**WHAT THIS TASK INVOLVES:**
A verbatim reprint of the records below is what this exercise asks for.

[Opening SOURCE RECORDS section]

PR #1938, opened 2017-03-30
Improve types for cli

denar90:
Some small improvements for cli types.
Also we wanna reuse types form LH in pwmetrics and right now we have to extends it -https://github.com/paulirish/pwmetrics/blob/master/types/types.ts#L5-L15,  but I hope there no objections to have it here :)

### DIFF
--- a/lighthouse-cli/types/types.ts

[Closing SOURCE RECORDS section]

**REPLY TO THE EXERCISE:**
PR #1938, opened 2017-03-30
Improve types for cli

denar90:
Some small improvements for cli types.
Also we wanna reuse types form LH in pwmetrics and right now we have to extends it -https://github.com/paulirish/pwmetrics/blob/master/types/types.ts#L5-L15,  but I hope there no objections to have it here :)

### DIFF
--- a/lighthouse-cli/types/types.ts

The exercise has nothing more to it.